Bekah snickers, causing me to look up from the three pending dots dancing below his message. “Case and point,” she says, her hazel eyes bright as she points at my phone.
“He’s my friend.”
“He’s your boyfriend without the benefits of sex, Sunny,” Dylan argues and gets three hums of agreement from the rest of the group.
I roll my eyes. “That’s not true,” I say, my eyes dropping back to my phone when it buzzes in my hand.
My pie is missing a side of Sunny.
This time, when they laugh, I ignore it and twist to Reid. “Mind getting a ride home with Everett and Bekah and lending me your truck?” I ask with a pleading smile.
He doesn’t hesitate to pull his keys from his front pocket, dropping them into my waiting palm. “Say hi to Walker for all of us,” he teases, already knowing the reason for my sudden departure. It’s not the first time the comment of Walker being more than my friend has come up, but this is the first time sex has ever been brought up in relation to him.
Sure, maybe our relationship is a little different from my other friendships. Maybe there is a sexually charged tension between us on occasion. I’d have to be blind not to realize how attractive Walker is, and maybe my thoughts have drifted there a time or two, but the difference is, I have never acted on those thoughts.
We’re friends. And we’re going to stay that way. I’m absolutely certain of it.
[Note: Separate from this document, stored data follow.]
PR #24, opened 2015-03-20
2.7.9 float overflow fix

brentpicasso:
This was discovered when the android app was sending GPS coordinates with a fractional number with many digits - this was overflowing our atof / atod routines, resulting in corrupted conversion values.

Fixed by guarding against overflows and added unit tests.  Hopefully in the future we can just add standard library conversion routines.


src/util/modp_atonum.c
```diff
@@ -1,5 +1,8 @@
 #include "modp_atonum.h"
 
+#define MAX_DOUBLE_DECIMAL_PLACES 10
```
stieg: This is too low for a double whose mantissa is ~= 16 decimal characters.

stieg:
Read the patch.  Its ok and should work but is not ideal because it doesn't handle super large values prior to the decimal.  I wish we could move over to uLlibC for these methods.  Also is it not possible to save on code by having the atof method use the same code as atod and simply cast the double to a float?

brentpicasso:
Yeah, we could wrap the atod in a call to atof(). Think it's worth doing?

On Fri, Mar 20, 2015 at 3:30 PM, Andrew Stiegmann <notifications@github.com>
wrote:

> Read the patch. Its ok and should work but is not ideal because it doesn't
> handle super large values prior to the decimal. I wish we could move over
> to uLlibC for these methods. Also is it not possible to save on code by
> having the atof method use the same code as atod and simply cast the double
> to a float?
>
> —
> <https://github.com/autosportlabs/RaceCapture-Pro_firmware/pull/24#issuecomment-84170136>
> .
>



-- 
Brent Picasso

src/util/modp_atonum.c
```diff
@@ -64,24 +67,25 @@ int modp_atoi(const char *str){
 double modp_atod(const char *str){
 	
 	int negative = 0;
-	int fractionMode = 0;
+	int decimalPlaces = 0;
```
Jeff-Ciesielski: Camel case.

src/util/modp_atonum.c
```diff
@@ -96,24 +100,25 @@ double modp_atod(const char *str){
 float modp_atof(const char *str){
 	
 	int negative = 0;
-	int fractionMode = 0;
+	int decimalPlaces = 0;
 	float floatValue = 0.0;
```
Jeff-Ciesielski: ditto

test/util/atonum_test.cpp
```diff
@@ -18,11 +18,41 @@ AtoNumTest::tearDown()
...
+		double expected = 1.123456;
+		CPPUNIT_ASSERT_EQUAL(expected, result);
+	}
+	{
+		const char *test = "1.12345678912345612345672322";
+		double result = modp_atod(test);
+		double expected = 1.123456789;
+		CPPUNIT_ASSERT_EQUAL(expected, result);
+	}
+}
```
Jeff-Ciesielski: yay tests!

src/util/modp_atonum.c
brentpicasso: I forgot what we agreed on for variable name format. I was assuming the general convention of camel case.

PR #25, opened 2015-03-21
V2.7.9 work in progress

brentpicasso:
This is the mother of all 2.7.9 updates. It has the binary mode GPS MK2, and lap statistics broken out into it's own section. 

Just finished adding in the unix time to DateTime struct mapping.


src/gps/dateTime.c
```diff
@@ -133,3 +133,118 @@ tiny_millis_t getUptime() {
 int getUptimeAsInt() {
    return (int) getUptime();
 }
+
+void getDateTimeFromEpochMillis(DateTime *dateTime, millis_t millis) {
```
stieg: Why `void`?  Why not DateTime?  What is the benefit of making the caller allocate the space?

src/gps/dateTime.c
```diff
@@ -133,3 +133,118 @@ tiny_millis_t getUptime() {
...
+
+   uint64_t SecondsSinceEpoch = millis / 1000;
```
stieg: Camel case: `secondsSinceEpoch`

src/gps/dateTime.c
brentpicasso: more efficient than to pass by value.

src/gps/dateTime.c
brentpicasso: Yup, will fix

src/gps/dateTime.c
```diff
@@ -133,3 +133,118 @@ tiny_millis_t getUptime() {
...
+   annuals = (uint32_t)(sec / 31536000); // 365*24*3600
+   if (annuals > 3)
+   {
+     annuals = 3;
+   }
+   sec -= annuals * 31536000ULL;
+
+   // Calculate the year and find out if it's leap
+   year = 1601 + quadricentennials * 400 + centennials * 100 + quadrennials * 4 + annuals;
+   leap = !(year % 4) && (year % 100 || !(year % 400));
```
stieg: There is a method you can use to calculate this as opposed to duplicating the logic.  See `isLeapYear`

stm32_base/hal/gps_skytraq/gps_device_skytraq.c
```diff
@@ -32,16 +39,21 @@ typedef struct _BaudRateCodes{
...
+#define MSG_ID_QUERY_POSITION_UPDATE_RATE					0x10
+#define MSG_ID_CONFIGURE_POSITION_UPDATE_RATE				0x0E
+#define MSG_ID_POSITION_UPDATE_RATE 						0x86
+#define MSG_ID_CONFIGURE_SERIAL_PORT						0x05
+#define MSG_ID_CONFIGURE_GNSS_NAVIGATION_MODE               0x64
+#define MSG_SUBID_CONFIGURE_GNSS_NAVIGATION_MODE            0x17
+#define MSG_ID_CONFIGURE_NMEA_MESSAGE						0x08
+#define MSG_ID_CONFIGURE_MESSAGE_TYPE						0x09
+#define MSG_ID_CONFIGURE_NAVIGATION_DATA_MESSAGE_INTERVAL	0x11
+#define MSG_ID_NAVIGATION_DATA_MESSAGE						0xA8
```
Jeff-Ciesielski: Crazy alignment

src/gps/dateTime.c
stieg: I don't necessarily agree with the readability tradeoff vs the minor performance gain here.  Either way space needs to be made on the stack and values copied.  GCC does a very good job of optimizing this and considering the speed of the processor even on the MK1 device the savings are a no-op.  Also its easier for someone to mess up programming this method by accidentally passing a NULL pointer to the first argument.  You don't have that issue when you return the struct.  But that said this is a fundamental difference in programming style and it doesn't matter too much.

brentpicasso: On a limited stack environment (freeRTOS thread) we have to be careful what we allocated. By passing it by value, we first allocate it once, then it's allocated again within the function; then it's copied back to the caller.   So we have 2x stack usage as well as copying the values back to the caller.

I don't know if GCC will optimize this out; I'm going to assume it doesn't  unless there's definitive proof.

stm32_base/hal/gps_skytraq/gps_device_skytraq.c
brentpicasso: I proposed running everything through a code reformatter once this is committed.

src/gps/dateTime.c
brentpicasso: Added call to this function. thanks!

src/gps/dateTime.c
stieg: TIL that [Return Value Optimization](http://en.wikipedia.org/wiki/Return_value_optimization) apparently only applies to C++ and not C.  So you are correct in noting that there is a 2x usage in stack space.  I was of the opinion that our optimizer would apply this and thus make the space argument moot.

In general I favor simple expressions over complex ones.  Primarily I do this not for myself, but for the other programmers that need to read and use the code that I am creating.  Having a method say its going to do something and return the result is much easier to grasp than needing to understand that you need to pass your return value by reference into the method so it may be populated.  I also follow this strategy to isolate memory access between functions.  Passing pointers is both wonderful and the work of satan when it breaks.  Following a memory isolationist strategy tends to lead to fewer memory issues because you isolate memory usage at the functional level.  This often buys you better reliability at the expense of more memory usage.  This in my book is a worthwhile tradeoff in our case.

  Sure the struct we are passing in this particular example is large when compared to other structures in our code base, but in the overall scheme of things it is still quite small.  At what point do we start getting this anal retentive with stack space savings?  Do we not pass a unit64 type back on the stack because it would cause us to use 16 bytes instead of 8?  What about a structure that is 16 bytes in size?  Where do you draw the tradeoff between code that is more simple and less prone to screw ups vs speed gains and stack space savings?

I don't think your arguments are wrong.  In fact they are spot on accurate in terms of space usage.  We absolutely need to be careful about how much stack space we use.  But I feel that what you are doing is a premature optimization when one is not really needed.  We have more than enough space to spare in our stack sizes and we are very good at keeping our structures small and to the point.  I would trade a bit of memory waste for cleaner more isolated code any day.  All within reason of course.

Jeff-Ciesielski: I have to agree with Brent on this one.  Passing in struct pointers to a function for use as a return is an INCREDIBLY common C programming paradigm.  It's everywhere.  This isn't complicated or tricky, and arguably if other people looking at this code have no idea that this is a thing, they probably aren't the people you want contributing to your codebase.  

To your memory isolationist comment: Upping stack usage for us has the exact opposite effect of reliability.  Dealing with stack overflow problems is incredibly frustrating on embedded platforms, and many of them will come up and bite you in the ass without ever knowing it.  This is in no way 'more reliable'.

When do we start getting anal retentive with stack space?  Always.  I think you're overstating the cost/benefit here.

This hardly feels like premature optimization, it is a coding style preference.  When I saw your original comment, my first thought was "Who the fuck passes a structure by value? That's terrible for stack useage".  What if this function could fail?  How would we return an error condition?  We'd be in the same boat as we are now, but what would your argument be?

stieg: > This isn't complicated or tricky, and arguably if other people looking at this code have no idea that this is a thing, they probably aren't the people you want contributing to your codebase.

Such a comment on par with Linus.  Love it.

> This hardly feels like premature optimization, it is a coding style preference.

Fair point.

> What if this function could fail? How would we return an error condition?

This method doesn't do that so its not a concern of this particular discussion.  It would be a different case should that functionality be needed.  That in itself is a reason to follow the design in question.  But that is not the case here.


Ok.  This horse is dead enough.  This is obviously a difference in design mentalities that will not be resolved in a code review (if it need be).  Lets get something from all this discussion.  Do we want to pass all structures by reference to keep stack space small as a general practice?  This will at least keep things consistent going forward.

brentpicasso: Thanks all for the feedback. I feel less dumb after this conversation :) By and large we pass things by reference in the codebase, except for maybe a few areas where we send tiny structs around (GPSPoint, maybe).  I think for the time being we can stay with this convention.

Going to close this PR and move on. Much thanks and respect for your opinions and wisdom.

PR #26, opened 2015-03-28
V2.8.0 trackmap

brentpicasso:
Store a hard track map ID so it can be positively correlated with the app, so we can disambiguate between different venues.

Also refactored the logic for versionInfo - trackmaps store version info similar to loggerConfig instead of using the different "magic number" approach.

Still to-do - figure out the new max number of trackmaps we can store for MK1 and MK2


src/gps/dateTime.c
```diff
@@ -189,8 +189,6 @@ void getDateTimeFromEpochMillis(DateTime *dateTime, millis_t millis) {
    // (3*100*(365+24/100) + 17*4*(365+1/4) + 1*365)*24*3600 seconds
    sec = secondsSinceEpoch + 11644473600;
 
-   wday = (uint32_t)((sec / 86400 + 1) % 7); // day of week
-
```
brentpicasso: unrelated change, to deal with compiler warning of unused variable.

src/auto_config/auto_track.c
```diff
@@ -56,7 +56,7 @@ const Track* auto_configure_track(Track *defaultCfg, const GeoPoint *gp) {
     const Tracks *tracks = get_tracks();
     if (!tracks || tracks->count <= 0) {
         // Well shit!
-        pr_info("error!\r\n");
+        pr_info("No tracks\r\n");
         return defaultCfg;
     }
```
Jeff-Ciesielski: Was the discrepancy in CR/LF intentional here?

src/tracks/tracks.c
```diff
@@ -16,9 +16,9 @@ static const Tracks g_defaultTracks = DEFAULT_TRACKS;
...
 void initialize_tracks(){
-	if (g_tracks.magicInit != MAGIC_NUMBER_TRACKS_INIT){
-		flash_default_tracks();
-	}
+    if (versionChanged(&g_tracks.versionInfo)){
+        flash_default_tracks();
+    }
 }
 
 int flash_default_tracks(void){
```
Jeff-Ciesielski: Whitespace clobbering.

test/loggerApi_test.cpp
```diff
@@ -871,6 +871,7 @@ void LoggerApiTest::testSetTrackCfgCircuit(){
 	assertGenericResponse(txBuffer, "setTrackCfg", API_SUCCESS);
 
 	CPPUNIT_ASSERT_EQUAL(0, (int)cfg->track.track_type);
+    CPPUNIT_ASSERT_EQUAL(6674, cfg->track.trackId);
```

Except all I can think about on the winding road to Adam’s Diner, a hidden secret in Millboro set up in a decommissioned train car, is what they said about Walker being my boyfriend without sex. A point I’ll argue if brought up again, but it doesn’t stop me from realizing just how long it’s been for me. I wasn’t lying when I said I thought casual sex could be fun. I might even go as far as to say it’d be good for me. With everything else going on in my life, between school and wanting to be the biggest support for my friends, a boyfriend just hasn’t been a priority.
Casual sex could be different, though. It could be something fun without the commitment, and if I’m being completely honest, I miss sex. It’s been so long since I’ve had an orgasm, not from myself and the help of my silicone friend, that I’ve forgotten what it’s like to be that vulnerable with someone else. And I want that again.
Which is why when I step into Adam’s, my gaze is immediately drawn to my wavy-haired friend, and I realize the solution to my dilemma might be right in front of me.
As if feeling my eyes, he lifts his head, and his face immediately lights up, jutting his chin in greeting. A smile tugs at my lips on my way towards him, the kindling of a plan brewing beneath my skin, and Walker Bodie might just be the man to ignite it.